• Portrait of ChatGPT as a Young Artist: Vauhini Vara on Voice, Tech, and Using AI in Writing

    Sarah Viren Talks to the Author of “Searches: Selfhood in the Digital Age”

    I met Vauhini Vara in early 2022 during a visit to Colorado State University, where her husband, the novelist Andrew Altschul teaches. I liked her immediately (and I rarely like people immediately). When I got home, I looked up Vauhini’s work, which is when I first read “Ghosts,” an essay I went on to teach several times and that I reread every so often just to revel in the surprises of its structure, the genius way that a subtle argument sits within its competing and evolving narratives.

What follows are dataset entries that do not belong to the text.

PR #7966, opened 2024-07-31
[WIP] Faster CI

philippotto:
- https://___.webknossos.xyz

### Steps to test:
- abc

### TODOs:
- [ ] ...

### Issues:
- fixes #

------

### DIFF
--- a/.circleci/config.yml
+++ b/.circleci/config.yml
@@ -166,8 +166,8 @@ jobs:
       - run:
           name: Run webknossos smoke test
           command: |
-            for i in {1..10}; do # retry
-              sleep 10
+            for i in {1..20}; do # retry
+              sleep 5
               curl --fail -v http://localhost:9000/api/health && s=0 && break || s=$?
             done
             (exit $s)
@@ -182,8 +182,8 @@ jobs:
       - run:
           name: Run webknossos-datastore smoke test
           command: |
-            for i in {1..10}; do # retry
-              sleep 10
+            for i in {1..20}; do # retry
+              sleep 5
               curl --fail -v http://localhost:9090/data/health && s=0 && break || s=$?
             done
             (exit $s)
@@ -198,8 +198,8 @@ jobs:
       - run:
           name: Run webknossos-tracingstore smoke test
           command: |
-            for i in {1..10}; do # retry
-              sleep 10
+            for i in {1..20}; do # retry
+              sleep 5
               curl --fail -v http://localhost:9050/tracings/health && s=0 && break || s=$?
             done
             (exit $s)
--- a/.circleci/config.yml
+++ b/.circleci/config.yml
@@ -2,7 +2,7 @@ version: 2
 jobs:
   build_test_deploy:
     machine:
-      image: ubuntu-2004:202111-02
+      image: cimg/base:2021.04
       docker_layer_caching: true
     resource_class: large
     environment:
--- a/.circleci/config.yml
+++ b/.circleci/config.yml
@@ -11,8 +11,7 @@ jobs:
       USER_GID: 1000
       TZ: Europe/Berlin
     steps:
-      steps:
-        - run: git clone --depth 5 "$CIRCLE_REPOSITORY_URL" --branch "$CIRCLE_BRANCH"
+      - run: git clone --depth 5 "$CIRCLE_REPOSITORY_URL" --branch "$CIRCLE_BRANCH"
       - run:
           name: "Custom environment variables"
           command: |
--- a/.circleci/config.yml
+++ b/.circleci/config.yml
@@ -2,7 +2,7 @@ version: 2
 jobs:
   build_test_deploy:
     machine:
-      image: cimg/base:2021.04
+      image: ubuntu-2004:2024.05.1
       docker_layer_caching: true
     resource_class: large
     environment:
--- a/.circleci/config.yml
+++ b/.circleci/config.yml
@@ -160,9 +160,10 @@ jobs:
           command: |
             .circleci/not-on-master.sh docker-compose run base yarn typecheck
       - run:
-          name: Start webknossos
+          name: Start webknossos, datastore and tracingstore
           background: true
-          command: docker-compose up webknossos
+          command: docker-compose up webknossos & docker-compose up webknossos-datastore & docker-compose up webknossos-tracingstore
+
       - run:
           name: Run webknossos smoke test
           command: |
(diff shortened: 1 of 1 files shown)


daniel-wer:
@philippotto Please find some of my observations and ideas from my initial look at the CI pipeline for webknossos:

- [ ] As you have already observed, the "Spin up environment" step takes the longest out of all steps (~3-4m). Looking into it, the time is spent downloading (`Downloading: downloaded 13.01GiB, expanded to 14.54GiB, ratio 0.90, after 4m11.724810166s.`). This is likely due to the docker layer caching (DLC) that is turned on. The caching should be worthwhile but one could still test to delete the docker layer cache and compare times without it (note that the DLC push at the end also takes 1-2m!). Also one could check whether the cache size inflated over time and whether a reset might shrink it back down again.
- [ ] It's a little hard to find information on that, but I think open source projects can make use of concurrently running jobs (the free plan includes 30 concurrent jobs). A [fan out](https://circleci.com/docs/concurrency/#fan-out-fan-in-workflow-example) where the build steps are executed first and the frontend tests, backend linting, and end-to-end tests are then run in parallel should speed things up.
- [ ] For completeness sake (you have already prototyped this on another branch): The yarn cache restore and install takes rather long (50s + 30s). Using pnpm and/or installing without cache will/might improve the times.
- [ ] We should look into the other longer running steps
  - [ ] Can we speed up the frontend tests, for example by executing less tests serially? I have not found the option to print test times, but there's likely a way to identify the longest running tests.
  - [ ] The backend linting spends quite a bit of time compiling stuff, although there is a build step before. This might be expected.
  - [ ] The end-to-end tests are all ran serially. Maybe some groups can be executed in parallel?
  
I'm happy to discuss these in a call and/or contribute as part of this PR :)

daniel-wer:
The DLC can be deleted at https://app.circleci.com/settings/project/github/scalableminds/webknossos/docker-layer-caching

philippotto:
> [ ] As you have already observed, the "Spin up environment" step takes the longest out of all steps (~3-4m). Looking into it, the time is spent downloading (`Downloading: downloaded 13.01GiB, expanded to 14.54GiB, ratio 0.90, after 4m11.724810166s.`). This is likely due to the docker layer caching (DLC) that is turned on. The caching should be worthwhile but one could still test to delete the docker layer cache and compare times without it (note that the DLC push at the end also takes 1-2m!). Also one could check whether the cache size inflated over time and whether a reset might shrink it back down again.

very good point :+1: I wasn't aware of that. I just disabled DLC and the spin up went down from 3.5 min to 0 s. Building the docker images went up from 27s to 1.5 min (so, total 4 min vs 1.5 min). the overall impact of DLC is negative, I'd say :sweat_smile: 

> note that the DLC push at the end also takes 1-2m!

that isn't blocking though (the CI in github is already marked as green before dlc teardown finishes). so, this is (unfortunately?) not relevant for us, I think.

> The DLC can be deleted at https://app.circleci.com/settings/project/github/scalableminds/webknossos/docker-layer-caching

I tried this out and ran the pipeline twice (the first run for filling up the cache again). the second run was very fast. Spin up took 17s (downloaded approx 2 GB) and building the docker images took 29s. So, in total only 46s. However, subsequent runs got way slower again. Apparently, the layer cache bloats up very quickly so that 7 GB are downloaded. See the overview here where I re-ran 31167e1 multiple times: https://app.circleci.com/pipelines/github/scalableminds/webknossos?branch=faster-ci
therefore, I think that we should disable DLC as I don't see a way to avoid it getting bloated that quickly (by the way, I just read this: "Once you have enabled DLC for your project, any layers that are saved will be available for three days between job runs. Any cached layers that are not reused after three days will be deleted."; so, the cache retention was very short to begin with but for us this doesn't help much).

philippotto:
> It's a little hard to find information on that, but I think open source projects can make use of concurrently running jobs (the free plan includes 30 concurrent jobs). A [fan out](https://circleci.com/docs/concurrency/#fan-out-fan-in-workflow-example) where the build steps are executed first and the frontend tests, backend linting, and end-to-end tests are then run in parallel should speed things up.

Yes, I think that would be great :+1: if you have time for that, feel free to explore. I don't think I will get around to it for now :S

philippotto:
@daniel-wer I made some other improvements to the CI which I think can already be merged. See the PR description for details :)

daniel-wer (approved):
Awesome, great time savings!

I'm a little confused why, although DLC is disabled and you deleted the cache, the "Build webknossos-dev docker image" step still uses cached results for all build steps. Could it be that during your testing (or from other branches) the cache was filled again and is now used anyways? :thinking: I just want to avoid that in a few weeks once the change propagated everywhere we suddenly notice that the docker build takes way more time all of a sudden.
However, I just noticed that the other steps that build docker images don't use any cache, so it's unlikely this is a big issue.

philippotto:
> I'm a little confused why, although DLC is disabled and you deleted the cache, the "Build webknossos-dev docker image" step still uses cached results for all build steps. Could it be that during your testing (or from other branches) the cache was filled again and is now used anyways? 🤔 I just want to avoid that in a few weeks once the change propagated everywhere we suddenly notice that the docker build takes way more time all of a sudden.

Interesting! I just looked into this and the dev image is explicitly instructed to use a cache (see [here](https://github.com/search?q=+owner%3Ascalableminds+repo%3Ascalableminds%2Fwebknossos%20DEV_CACHE&type=code)). So, this is independent of DLC and should be reliable in the future.

I wonder whether we could use the same trick for the other three docker images that we are building in the CI. A short overview:

| Image    | Time | Cache? | Size |
| -------- | ------- | ------- | ------- |
| webknossos-dev   | 16s    | yes | ~890 MB |
| webknossos | 35s | no | ~760 MB |
| webknossos-datastore | 13s | no |  ~470 MB |
| webknossos-tracingstore | 12s | no |  ~470 MB |

@normanrz Do you have thoughts on that? Especially, for the main dockerfile, I think it would be useful to use the cache so that the installation of the dependencies can be skipped. Or was there a deliberate decision against using the same cache mechanism for these dockerfiles?

philippotto:
@daniel-wer I experimented a bit further but now I cleaned up and only left two additional improvements after your review (see the last two bullet points in the PR description) :) Please have one final look :pray:

I also noticed that the backend compilation is not really deterministic which is bad for the docker layer caching (not the one circleci does but the "native" docker caching). however, I didn't really find a good solution yet how this can be avoided. a fight for another time :grinning:

daniel-wer:
Thank you for the continued investigation and improvements :tada: Looking forward to have this merged!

    Vauhini’s first novel, The Immortal King Rao, came out later that year, and, in it, I recognized a similar brand of daring alongside steadiness, playfulness sharing space with a serious attention to the stakes in, well, everything. These are qualities that I knew to look for in Vauhini’s first nonfiction collection, Searches: Selfhood in the Digital Age, and yet she still surprised me with the many formal innovations as well as the capaciousness of her exploration, one marked by both joy and skepticism, grief and also some (tempered) hope.

    Sarah Viren

    *

    Sarah Viren: Searches has a polyphonic quality that I loved and that also feels rare in a nonfiction book. And yet, excluding the last chapter (which I have a question about later) the only other human voice in this book is yours. The polyphonic vibe comes instead from the “conversations” you have with ChatGPT in a series of interstitial chapters.

    Tell me a little about your decision to include those conversations in the book and how you imagined your “interlocutor” both during those chats and later as a character within Searches.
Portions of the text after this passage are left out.